Night Waiting

The LORD said to Moses and Aaron in the land of Egypt:  This month shall mark for you the beginning of months; it shall be the first month of the year for you. …

Exodus 12:1-2, excerpt from Exodus 12:1–4, 11-14, lectionary text during Holy Week, 2020

I am writing this on Good Friday.  It is night.  All day today the wind blew, great gusts of wind, soughing through the trees and around the house.  I sat at my desk and looked out the window at tall trees swaying back and forth and smaller trees bending on a swifter, tighter arc.  I watched and imagined the new green leaves of the pear tree and the cream blossoms of the dogwood holding tight as the wind played crack the whip with their branches.  I took a walk outside.  The wind buffeted my body and roared around my ears.  The afternoon was bright blue; white clouds scudded across the sky.  

Now it is night.  I listen and hear quiet and realize the wind has fallen.  The rising, rushing vigor of the day has ebbed.  Now is the dark; now is the waiting.

Exodus 12 is the text for Maundy Thursday, the celebration of Jesus’ last supper with his closest disciples.  Exodus 12 gives the Passover command, ‘take a lamb,’ and tells the reason.  The LORD is about to execute judgment on all the gods of Egypt, the false powers that enslave and oppress and destroy, but will ‘pass over’ the households which have marked their identity with the blood of the lamb.  Death shall not destroy these households that have marked themselves as God’s own.  Exodus 12 works well for this night too, for the Lamb has been lifted up.  There has been blood — enough for sign.  The work is completed.  But the work is not over.

I am writing this on Good Friday.  It is night and dark and quiet.  And I am waiting for the rest of the work.
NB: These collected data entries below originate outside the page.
PR #36, opened 2024-07-03
[CERTTF-337] feat: Re-implement and extend scriptlets

boukeas:
# Description

From [CERTTF-337](https://warthogs.atlassian.net/browse/CERTTF-337):

> At the moment, certification scripts in the [hwcert-jenkins-jobs repo](https://github.com/canonical/hwcert-jenkins-jobs) define essential inline functions such as `_run`, `_put`, `wait_for_ssh`, `wait_for_resource`, that are then used throughout each job.
>
> At the same time, the public [hwcert-jenkins-tools repo ](https://github.com/canonical/hwcert-jenkins-tools) offers a range of software tools that include (but are not limited to) a set of “scriptlets” that were meant to replace and extend the essential functions described above.
>
> The current situation is that certification scripts in the jobs repo clone the tools repo and use _some_ of the complex tools available there (e.g. syncing the Checkbox version between the agent and the DUT) but they do not currently use any of the essential scriptlets.

This PR re-implements the existing essential scriptlets and introduces some additional ones to be used within SRU jobs (see the Changelog for details). Please refer to the [companion PR](https://github.com/canonical/hwcert-jenkins-jobs/pull/495) in the `hwcert-jenkins-job` repo to see how these scriptlets are used in practice in the context of SRU jobs.

## Changelog

- Existing scriptlets comprise a single main function and boilerplate code that only runs the function if the code is executed (rather than sourced). The idea probably was that other scriptlets would selectively source the functions they require but this is really not scalable when the dependency tree gets deeper: sourcing a function would also require sourcing all its dependencies. This PR does away with this structure for scriptlets: almost all scriptlets are meant to be executed, not sourced. Also, any directory containing scriptlets should be in the `PATH` (so that it is possible for higher-level scriptlets to execute the ones they depend on). This is taken care of by the installer (i.e. `install_tools.sh`).
- Barrier scriptlets: Certification scripts often use functions such as `wait_for_ssh` (wait until we can ssh into a device), `wait_for_snap_complete` (wait until all snap operations are complete) or `wait_for_resource` (wait until all package operations are complete). The current implementations are hard to follow because they mix the conditions, i.e. what they check in order to determine whether or not they should keep waiting, with the retry logic. This PR separates the two: there are checking scripts that _only_ describe the conditions (e.g. `check_for_ssh`) and waiting scripts that repeatedly call the checking scripts. For this purpose, a `retry` scriptlet has been introduced in order to capture the repetition logic and simplify the code. It follows the logic of the [`retry` tool ](https://manpages.ubuntu.com/manpages/mantic/man1/retry.1.html) while avoiding the dependency.
- The installer not only fetches the scriptlets but also adds them to the path and installs their dependencies so that they "just work". The installer also copies over some of the scriptlets that are required on the device, taking care to move them to a directory that is already in the `PATH` (which is more straightforward than modifying the `PATH` on the device).
- The new `stacker` tool is introduced, in order to handle the assembly of the Checkbox configuration file.
- The new scriptlet `install_checkbox_agent_source` handles the installation of Checkbox on the agent from source, synced to a version that matches the one installed on the device.
- The new scriptlet `install_packages` handles the installation of debian packages

### Testing with BATS

This PR removes testing of the scriptlets with BATS. Testing even the simplest scriptlets involved redefining e.g. `ssh` with functions in order to mock its behaviour. I don't feel that constitutes real testing and I don't see how it could scale to handle different situations or larger, more higher-level scriptlets that depend on calling other scriptlets.

Having said that, I can't offer an alternative at the moment other than local manual unit testing and integration testing by running actual certification jobs. In my view, the lack of unit testing can only be remedied if the scriptlets are implemented as a Python package.

## Testing

See the [companion PR](https://github.com/canonical/hwcert-jenkins-jobs/pull/495) which includes SRU test runs that make use of all these new features.

[CERTTF-337]: https://warthogs.atlassian.net/browse/CERTTF-337?atlOrigin=eyJpIjoiNWRkNTljNzYxNjVmNDY3MDlhMDU5Y2ZhYzA5YTRkZjUiLCJwIjoiZ2l0aHViLWNvbS1KU1cifQ


scriptlets/install_checkbox_agent_source
```diff
@@ -0,0 +1,49 @@
...
+fi
+
+# clone Checkbox repo
+git clone --filter=tree:0 https://github.com/canonical/checkbox.git > /dev/null
+
+# checkout commit to match the required version
+$TOOLS_PATH/version-published/checkout_to_version.py ~/checkbox "$VERSION"
+
+# install checkbox from source
+(cd checkbox/checkbox-ng; sudo python3 setup.py install > /dev/null)
```
plars, line 48: I think the original version of this ensured that checkbox gets installed in a virtualenv. Do we ensure that somehow?

install_tools.sh
```diff
@@ -55,25 +55,31 @@ clone() {
...
+
+# fuser is required by `check_for_packages_complete`
+# (so install it on both the agent and the device)
+$SCRIPTLETS_PATH/defs/install_psmisc
+cat $SCRIPTLETS_PATH/defs/install_psmisc | _run bash
+[ $? -eq 0 ] || exit 1
+
+# install launcher tool on the agent
 add_to_path ~/.local/bin
+pip -q install $TOOLS_PATH/cert-tools/launcher
```
plars, line 85: Does this get installed in a virtualenv? it might accidentally work for now because the agent host container we use is based on focal I think, but if this ever gets updated to more recent versions, then it will fail.

scriptlets/_put
```diff
@@ -1,22 +1,43 @@
...
-#   `_put <local_file> <remote_file>`
-#   Or source it in another script and call
-#   `put_function <local_file> <remote_file>`
+# The IP of the device is provided by the environment variable DEVICE_IP,
+# which must be set. The user name on the remote device is `ubuntu`
+# by default, unless provided by the environment variable DEVICE_USER.
+#
+# The last argument provided is considered to be the "target", i.e. where
+# on the remote device the file(s) will be copied. If the last argument is
+# `--`, then the file(s) will be copied on the home directory of DEVICE_USER
```
plars, line 13: why `--` to indicate /home/ubuntu? Does this help in cases where we don't necessarily know what the default user would be? I know that some devices use "admin" or "testuser" for example, but I think we will need the default user somehow for those though, don't we?
I only ask because this is a little opaque, and not clear where it's getting copied to when I saw it in use.

plars (commented):
I had a quick look and had a few questions. Looks great so far and thanks for linking to an sru job where you made use of this, that helps a lot!

Also I'm curious what the reason was for removing the bats tests. You said that it's probably less than adequate (I think you're right, but that's just one way that shell scripts can be very limiting). But since we don't really have a better option right now, is it better to leave it in until we do?

scriptlets/install_checkbox_agent_source
boukeas: This is [corresponding code](https://github.com/canonical/hwcert-jenkins-jobs/blob/436cf72337a4bcfec2b42215361769d00477118f/jobs/sru/run-sru.sh#L325) in `run-sru.sh`:
```
hwcert-jenkins-tools/version-published/checkout_to_version.py ~/checkbox "\$CHECKBOX_VERSION"
(cd checkbox/checkbox-ng; sudo python3 setup.py install > /dev/null)
```
It's practically identical and I don't see a virtualenv being used. We can, of course, and that's why I wanted to offer an abstraction over the original code.

install_tools.sh
boukeas: No, I can change it so that it does. But can you just explain why it will fail on more recent versions?

plars: There's a great write-up about it [here](https://www.omgubuntu.co.uk/2023/04/pip-install-error-externally-managed-environment-fix). Anything >= 23.10 will break with just doing "pip install" I think

scriptlets/_put
plars: I like the idea of using `:` instead. That seems a little more intuitive

scriptlets/install_checkbox_agent_source
plars: that's true, I don't think we actually handle this yet. It does work ok for now, so we could defer it until it's an immediate problem. But we'll almost certainly have to resolve it at some point in the future.

install_tools.sh
boukeas: Thanks Paul, that's very useful. I will address this.

boukeas: @plars I have confirmed this will be a problem in future Ubuntu versions and researched possible solutions. My suggestion would be to use `pipx`, as long as we have it installed previously. The change to the existing code is minimal and it seems to fit our use-case perfectly ("install packages with cli entrypoints"). How would you feel about that?

scriptlets/install_checkbox_agent_source
boukeas: Using `pipx` (see comment below), this would be patched as below:
```
- (cd checkbox/checkbox-ng; sudo python3 setup.py install > /dev/null)
+ pipx install checkbox/checkbox-ng > /dev/null
```
I have tested this successfully in a multipass container.

scriptlets/_put
boukeas: @plars `_put` now uses the colon to indicate the target and a single colon means the home directory of `DEVICE_USER`. This mirrors how `scp` and similar programs behave.

scriptlets/install_checkbox_agent_source
boukeas: @plars I will install `pipx` explicitly and use it instead of `pip` here but do let me know if you think it might make sense to actually pre-install it when creating the container.

plars: It's even fine if we do both. Having it here is nice because we don't assume it's there and we ensure the requirements are installed. Having it in the pre-install means that installing it here will usually take no extra time.

install_tools.sh
plars: +1

scriptlets/install_checkbox_agent_source
boukeas: @plars `pipx` us not installed on the agent and used for installing `checkout_to_version`.

boukeas:
> Also I'm curious what the reason was for removing the bats tests. You said that it's probably less than adequate (I think you're right, but that's just one way that shell scripts can be very limiting). But since we don't really have a better option right now, is it better to leave it in until we do?

@plars I don't believe the existing tests are testing anything at all because none of them are actually running anything on a real system -- all system output is mocked. And that is just for the simple, low-level scriptlets. It would take an insane amount of effort to write BATS tests for the complex, higher-level scriptlets and they would still test nothing at all. In my opinion, [a comprehensive set of integration tests like these](https://github.com/canonical/hwcert-jenkins-jobs/pull/495#issuecomment-2273075191), that actually test the scriptlets within a realistic setting, is much more irrefutable proof that they work and are much more likely to catch regressions in the future.

jocave (approved):
Thanks George, I have no problems with this and given it should not impact any existing jobs we should be good to merge

PR #38, opened 2024-07-29
Remove Mantic as it no longer supported

Hook25:
We can't build for Mantic anymore so the canary pipeline will never start with this constraint. This removes the Mantic check.


fernando79513 (approved):
LGTM +1!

I am waiting for beginning.

‘This month shall mark for you the beginning of months.’  Of the whole passage, that is the phrase that has held me this week.  This month the beginning of months.  It came upon me unexpected.  I had remembered the lamb, the command to share, the girded loins and hurried eating.  I had remembered the preparation.  I had forgotten the beginning.  The word came as an unlooked-for present — a treasure to hold cupped in one’s hands, a tender seed to brood over and watch until it cracks and sprouts, sends forth roots and shoots and leaves, grows into something too great to be contained in one’s own grasp, something that withstands the strongest of winds.

‘This month shall mark for you the beginning of months.’  Beginning.  Not starting over.  Not returning again to some earlier point.  Beginning.  Going on through to the next.

This is the strangest Lent of my memory.  We gave up church — congregating our bodies as body, I mean.  We gave up going to work and school (aware of our fortune in being able to work and teach and learn from home).  We gave up going to the grocery on a whim, leaving the house even just to walk without a thought (aware of our fortune in having a house, a space in which to walk).  We gave up gatherings and plans, a careless ease, and — as a nation — any illusion (ill-founded as it was) of some inherent immunity to instability, to pain, to loss.

‘This month shall mark for you the beginning of months.’  Not going back to before, but beginning, going on to a new that cannot yet be seen, that can barely be imagined beyond the promise in the word itself — Beginning.

Tonight is Good Friday.  We held worship via Zoom, a liturgy of scripture readings and dramatic monologues.  A candle was extinguished after each; seven candles, one by one.  A soloist sang from his home, a capella, into his computer screen, ‘Were you there when they crucified my Lord …’.   One candle was left.  The last speaker held it cupped in her hand, its flame lit her face as she prayed, then she placed it again on its stand.  Its light was small but steady against the dark.  A woodwind played ‘What wondrous love is this.’  On a whim, I changed to gallery view and saw on my screen the faces of forty-some households, each shown in its own neat square.   So many faces.  Each face was absolutely individual, yet all seemed to bear a common mark — an expression equally mixed of ache and of hope — borne of the words and of the music —  an awareness of separation and a longing for reunion.  Or so I read their faces, before tears came to my own eyes.

‘This month shall mark for you the beginning of months.’  Tonight is Good Friday.  It is night and dark and quiet.  I am waiting for beginning, and all the world as well, marked with the ache that is God’s own.